As a data-driven model based on deep learning, ED-TimesNet shares a common challenge prevalent among most deep learning models: a lack of interpretability [47]. Although we have endeavored to correlate various terms within ED-TimesNet with hydrological interpretations, physical explanations remain somewhat elusive. The auxiliary features extracted in the encoder component encapsulate complex, high-dimensional characteristics that integrate meteorological time series and catchment attributes, making their interpretation particularly challenging. Additionally, the features merged in the decoder component further complicate the interpretative process. If we are unable to elucidate the internal workings of the model or what it has learned, conducting hypothesis tests using deep learning approaches could prove quite challenging [48]. Therefore, in future work, we aim to introduce minor modifications to enhance the interpretability of our proposed model, thereby combining the advantages of both physical and deep learning models.

6. Conclusions

This paper presents the ED-TimesNet model, a rainfall-runoff model composed entirely of convolutional neural networks (CNNs) and based on TimesNet. The primary objective of the model is to provide runoff predictions across regional areas, using meteorological and catchment attribute data from the CAMELS dataset.

The first significant contribution of this study is the exploration and utilization of both intra-period and inter-period variations in hydrological time series, providing a new perspective for rainfall-runoff modeling. By effectively capturing the periodic features of these time series, the proposed ED-TimesNet model offers a more comprehensive understanding of the temporal variations in the rainfall-runoff process. The results confirm that ED-TimesNet outperforms the VIC, mHM, and LSTM models, achieving results comparable to the advanced rainfall-runoff model RR-Former.

The second contribution of this study is the validation of the role of catchment attributes in CNN-based rainfall-runoff modeling. The comparison between models with and without static catchment attributes as inputs demonstrates that the information contained in catchment attributes can help CNN models distinguish the different rainfall-runoff relationships across various basins.

The third contribution of this study is the discovery that complex interactions between different variables, such as meteorological data, catchment attributes, and runoff data, can influence runoff predictions. The ED-TimesNet, utilizing an encoder–decoder architecture, achieves superior predictive performance compared to the canonical TimesNet by separately extracting features from meteorological data (with or without catchment attributes) and target sequence data. This indicates that considering the relationships between different variables in hydrological modeling may lead to improved performance in runoff prediction tasks.

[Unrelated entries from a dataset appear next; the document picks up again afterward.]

PR #959, opened 2021-09-03
Push NPQ accept/reject stats to BigQuery

asmega:
### Context

- We need to be able to reporting for the accept/reject on NPQ validations

- Add the ability to push data into BigQuery in a streaming append only fashion
- On `NPQValidationData` creation and updating of status stream this data to BigQuery asynchronously

### Guidance to review

- I'm aware of the existence of https://github.com/DFE-Digital/early-careers-framework/pull/941, however it has not been merged yet

### Testing

- Test in review app

### Review Checks

- `cf ssh ecf-review-pr-959`
- start a rails console
- create an application with:
```
record = NPQValidationData.create!(user: User.all.sample, npq_lead_provider: NPQLeadProvider.all.sample, npq_course: NPQCourse.all.sample)
```
- should see `pending` row added to `enrollments_deployed_development` in BigQuery
- update status with:
```
record.update(lead_provider_approval_status: "rejected")
```
- should now see additional row with status `rejected`


.github/workflows/deploy_to_dev.yml
```diff
@@ -96,4 +96,11 @@ jobs:
           export TF_VAR_paas_app_docker_image=dfedigital/early-careers-framework-prod:${{ github.sha }}
           cd terraform/app
           terraform init -reconfigure -input=false -backend-config="bucket=paas-s3-broker-prod-lon-7f2ca242-9929-4662-a79c-c454ea56ea7b"
-          terraform apply -input=false -auto-approve -var-file ../workspace-variables/dev.tfvars -var='secret_paas_app_env_values={"RAILS_MASTER_KEY":"${{secrets.RAILS_MASTER_KEY_DEV}}"}' -var 'logstash_url=${{secrets.SYSLOG_DRAIN_URL}}' -var 'docker_username=${{ secrets.DOCKER_USERNAME }}' -var 'docker_password=${{ secrets.DOCKER_DEV_PASSWORD }}'
+          terraform apply \
+            -input=false \
+            -auto-approve \
+            -var-file ../workspace-variables/dev.tfvars \
+            -var='secret_paas_app_env_values={"RAILS_MASTER_KEY":"${{secrets.RAILS_MASTER_KEY_DEV}}","GOOGLE_BQ_SERVICE_ACCOUNT_BASE64":"${{secrets.GOOGLE_BQ_SERVICE_ACCOUNT_BASE64}}"}' \
```
kicferk1, line 103: So, `GOOGLE_BQ_SERVICE_ACCOUNT_BASE64` is a secret that is only used inside the app?

So in principle, it could be put inside Rails credentials, and be accessible using `RAILS_MASTER_KEY` for a particular environment, right?

spec/models/npq_validation_data_spec.rb
```diff
@@ -11,4 +11,26 @@
...
+    context "when lead_provider_approval_status is modified" do
+      it "fires NPQ::StreamBigQueryEnrollmentJob" do
+        subject
+
+        expect {
+          subject.update(lead_provider_approval_status: "accepted")
+        }.to change(Delayed::Job, :count).by(1)
+      end
+    end
+  end
```
kicferk1, line 35: Can we have a test showing when the BigQuery callback is not fired?

.github/workflows/deploy_to_dev.yml
asmega: Sure I can change. Although I'm not a fan of this. I believe the application code should be "configuationless" or "stateless" with these things being injected in. Otherwise code changes are needed for something which should be a configuration change. Now this has been blurred and less clean cut.

kicferk1: Well, I think the other side of this spectrum is "if our secrets are held in github, then we need like 4 copies of them per secret, and our github gets littered very quickly". Which is not quite true here, cause we use the same secret for all envs.

I don't really mind which way it goes.

spec/models/npq_validation_data_spec.rb
asmega: I've now added a test for this

kicferk1 (approved):

.github/workflows/deploy_to_dev.yml
asmega: Well we're using it anyway, in for a penny in for a pound.

asmega:
sorry i have to close and re-open as the review changes affected the review app and no longer works as expected

PR #962, opened 2021-09-06
CPDRP-868 CIP only invites

FriedSock:
### Context

Ticket: https://dfedigital.atlassian.net/browse/CPDRP-868

- Remove redirect to cip-only information page in the nomination flow.
- Add email for sending invitations to cip-only schools (excluding welsh schools)

### Review Checks


app/controllers/nominations/request_nomination_invite_controller.rb
```diff
@@ -30,9 +30,7 @@ def receive_school
 
     session[:nomination_request_form] = @nomination_request_form.serializable_hash
 
-    if @nomination_request_form.school.cip_only?
-      redirect_to cip_only_request_nomination_invite_path
-    elsif !@nomination_request_form.school.eligible?
+    if !@nomination_request_form.school.eligible? && !@nomination_request_form.school.cip_only?
```
kicferk1, line 33: Sorry, what's the intention for `cip_only` schools here?

That it behaves as if the school is eligible?

Maybe we should add a method like `can_access_service` on a school, that combines `eligible` and `cip_only`?

app/services/invite_schools.rb
```diff
@@ -230,6 +230,25 @@ def send_year2020_invite_email
     end
   end
 
+  def invite_cip_only_schools
+    # We want to exclude sending invites to welsh schools (code 30), which is the only other cip only
+    # type code in GiasTypes::CIP_ONLY_TYPE_CODES
+    School.currently_open.where(school_type_code: [10, 11, 37]).where(section_41_approved: false).find_each do |school|
```
kicferk1, line 236: Can we put that in `GiasHelpers`? 
At least the codes, but perhaps also the general scope, which means `cip_only_except_welsh`

app/controllers/nominations/request_nomination_invite_controller.rb
FriedSock: Yes that is the intention

app/services/invite_schools.rb
FriedSock: Ok, the reason I didn't do that is because its going into an email that we send once (we should be able to delete this code after we send the invites. But I can do it if you prefer

kicferk1: Yeah, that makes sense, but I really don't want to see school type codes anywhere outside of closed and isolated modules, cause they are 'magic numbers'.

Feel free to add `TODO` comments around the code that tells us to delete it when we no longer need it :)

kicferk1 (approved):

PR #573, opened 2024-03-04
Add cdi-cri device list strategy

elezar:
Add `cdi-cri` device list strategy that makes use of the `CDIDevices` field in the device plugin API.

This field is internally mapped to annotation AND CRI field modifications in the kubelet.

### DIFF
--- a/internal/plugin/server.go
+++ b/internal/plugin/server.go
@@ -422,6 +422,14 @@ func (plugin *NvidiaDevicePlugin) updateResponseForCDI(response *pluginapi.Conta
 		}
 		response.Annotations = annotations
 	}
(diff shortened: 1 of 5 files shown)


internal/plugin/server.go
```diff
@@ -422,6 +422,14 @@ func (plugin *NvidiaDevicePlugin) updateResponseForCDI(response *pluginapi.Conta
 		}
 		response.Annotations = annotations
 	}
+	if plugin.deviceListStrategies.Includes(spec.DeviceListStrategyCDICRI) {
```
elezar, line 425: One note: It is probably not recommended to set *both* `cdi-annotations` and `cdi-cri` since the latter also sets annotations if enabled in the kubelet.

cdesiniotis (approved):
Nice!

Moreover, since ED-TimesNet is entirely composed of CNNs, its performance further highlights the competitive potential of CNN-based structures in rainfall-runoff modeling tasks. In future work, we plan to enhance the interpretability of the ED-TimesNet model to facilitate more reliable applications of our models. Additionally, we will continue to explore deep learning models that demonstrate improved performance in rainfall-runoff modeling tasks.